We are left with text versions of our seven books in the download directory and the metadata files for those versions in the download/metadata directory. Use less to explore the texts and their associated metadata files.

Bursting Texts into Smaller Pieces

Note that we can use grep on multiple files. In the download directory, try executing the following command.

egrep "(tree|squirrel)" * | less

This will give us a list of all of the lines in our seven books where one or both of the search terms appears. It is not very useful, however, because we don’t have much sense of the larger context in which the term is situated, and we don’t know how relevant each instance is. Is it simply a passing mention of a tree or squirrel, or a passage that is about both? To answer that kind of query we will want to build a simple search engine for our collection of sources.

The first step is to burst each book into small pieces, each of which will fit on one screen of our terminal. The reason that we are doing this is because it won’t do us much good to find out, say, that the book Friends in Feathers and Fur mentions squirrels and trees somewhere. We want to see the exact places where both are mentioned on a single page.

In Linux we can use the split command to burst a large file into a number of smaller ones. For example, the command below shows how we would split a file called filename.txt into pieces that are named filename.x.0000, filename.x.0001, and so on. The -d option tells split we want each file we create to be numbered, the -a 4 option tells it to use four digits, and the -l 20 option tells it to create files of (at most) twenty lines each. Don’t execute this command yet, however.

split -d -a 4  -l 20 filename.txt filename.x.

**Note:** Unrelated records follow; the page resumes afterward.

Issue #12580, opened 2026-06-26
Improve TAS performance


j-skiba:
**What would you like to be added**:

Here's an example of pprof CPU flame chart on 2500 nodes cluster with 15 resource flavors with TAS enabled (GC function calls excluded).

<img width="2555" height="907" alt="Image" src="https://github.com/user-attachments/assets/bcb31f16-b678-43f2-89c2-4c1bc08eca1d" />

There are some substeps of the snapshot building that could be improved:
- Node Copying (`addNodes`):
  The node information we store rather doesn't change very frequently:
  ```go
  type nodeInfo struct {
  	Name        string
  	Labels      map[string]string
  	Taints      []corev1.Taint
  	Allocatable corev1.ResourceList
  }
  ```
  So there is room for improvement to not copy them on every snapshot building. We can introduce a `generation` counter on the nodes cache and reuse the pre-built snapshot tree in-place if the generation doesn't change, completely bypassing the tree-building phase.
  
- Tree building (`initialize`):
  We don't have to rebuild the parent-child pointers (`dom.parent` and `dom.children`) on every cycle if the nodes list hasn't changed.
  
- Eliminate `usagePerNode` map cloning:
  Currently, `usagePerNode()` copies `map[string]resources.Requests{}` (a map of maps) to defend against concurrent modifications during iteration. We can replace this with read and subtract in a lock without cloning the maps.

**Why is this needed**:

At large scales (e.g., 2,500+ nodes and multiple resource flavors), rebuilding the TAS topology snapshot from scratch on every scheduling cycle creates significant CPU overhead and heavy garbage collection pressure. 

**Completion requirements**:

This enhancement requires the following artifacts:

- [ ] Design doc
- [ ] API change
- [ ] Docs update

The artifacts should be linked in subsequent comments.

mimowo:
@akshay-pm as (3.) is merged, are you actively exploring (1.) or (2.)?

akshay-pm:
@mimowo Yes, I’m actively exploring (1.) and (2.) together, since they seem closely related and can share the same generation-based caching mechanism

mimowo:
Awesome, take your time as it does not seem urgent, and I can totally understand that TAS is complex. Just asked to make sure it is not stale.

akshay-pm:
@j-skiba, @mimowo, I have tried and benchmarked two approaches. Their performance is very similar, and I would appreciate feedback on which direction fits the project better.

[...]

PR #12672, opened 2026-07-01
Avoid cloning per-node usage maps when building TAS snapshots

akshay-pm:
#### What type of PR is this?
/kind cleanup
/area tas

Replaces `nonTasUsageCache.usagePerNode()`, which allocated a new map and deep-cloned every per-node `Requests` on each TAS snapshot, with `forEachNodeUsage(fn)`, which reads and subtracts per-node usage in place under the read lock, avoiding the copy. See #12580 for the background on the CPU and GC overhead this addresses at scale.

Benchmark results
Without change:
image

With change:
Screenshot 2026-07-01 at 10 39 46 AM

pprof flame graph results
Without change:
image

With changes:
image

Part of #12580

```release-note
TAS: Reduced the CPU and memory overhead of building the topology snapshot on large clusters by no longer cloning per-node usage maps on every scheduling cycle.
```

## Summary by CodeRabbit

* **Tests**
  * Added a new benchmark to measure snapshot performance across different topology sizes and workload mixes.
  * Updated cache tests to validate node usage through a new iteration path, keeping coverage aligned with current behavior.

* **Performance**
  * Improved how cache data is traversed during snapshot generation, helping support more efficient processing without changing results.

### DIFF
--- a/pkg/cache/scheduler/tas_flavor.go
+++ b/pkg/cache/scheduler/tas_flavor.go
@@ -146,11 +146,11 @@ func (c *TASFlavorCache) snapshot(
 	for domainID, usage := range tasDomainUsages {
 		snapshot.addTASUsage(domainID, usage)
 	}
-	for nodeName, usage := range c.nonTasUsageCache.usagePerNode() {
+	c.nonTasUsageCache.forEachNodeUsage(func(nodeName string, usage resources.Requests) {
 		if domainID, ok := nodeToDomain[nodeName]; ok {
 			snapshot.addNonTASUsage(domainID, usage)
 		}
-	}
+	})
 	return snapshot
 }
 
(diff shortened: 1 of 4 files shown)


mimowo:
cc @j-skiba 
Im wondering if we could repeat the pprof experiment to confirm the improvement.

I think since this is changing production code we need a release note.

akshay-pm:
> cc @j-skiba Im wondering if we could repeat the pprof experiment to confirm the improvement.
> 
> I think since this is changing production code we need a release note.

Sure, I have added a release note. Will also come back with the pprof result comparisions as well.

mimowo:
Thank you 👍 Leaving lgtm to @j-skiba 

/approve
/cherrypick release-0.18
/cherrypick release-0.17

akshay-pm:
@j-skiba, @mimowo Added before/after pprof flame graphs to the description

j-skiba:
/lgtm

Thank you 👍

Instead we start by creating a directory to store the burst copies of our books. We then copy the originals into that directory.

cd
mkdir burstdocs
cd burstdocs
cp ../download/*.txt .
ls

The shell should respond with

23367.txt 23941.txt 24993.txt 25548.txt 26331.txt 28077.txt 28299-0.txt

We need to burst all of our books into pieces, not just one of them. We could type seven split commands, but that would be laborious. Instead we will take advantage of the bash shell’s ability to automate repetitive tasks by using a for loop. Here is the whole command

for fileName in $(ls -1 *.txt) ; do split -d -a 4 -l 20 $fileName $fileName.x ; done

This command makes use of command substitution. It starts by executing the command

ls -1 *.txt

which creates a list of file names, one per line. The for loop then steps through this list and puts each file name into the fileName variable, one item at a time. Each time it is executed, the split command looks in fileName to figure out what file it is supposed to be processing. All of the files that split outputs are placed in the current directory, i.e., burstdocs.

We don’t want to keep our original files in this directory after bursting them, so we delete them now.

rm ?????.txt ?????-0.txt

We can use ls to see that bursting our documents has resulted in a lot of small files. We want to rename them to get rid of the ‘txt.’ that occurs in the middle of each filename, and then we want to add a .txt extension to each.

rename 's/txt.//' *
rename 's/$/.txt/' *

We can use ls to see that each filename now looks something like 28299-0.x0645.txt. We can also count the number of files in the burstdocs directory with

ls -1 | wc -l

There should be 1889 of them. Use cd to return to your home directory.

Swish-e, the Simple Web Indexing System for Humans – Extended

To build a simple search engine, we are going to use the Swish-e package. This is not installed by default on Debian Linux, so you may need to install it yourself. Check to see with

man swish-e

If it is not installed, the shell will respond with “No manual entry for swish-e”. In this case, you can install the package with

sudo aptitude install swish-e

Try the man command again. You should now have a man page for swish-e.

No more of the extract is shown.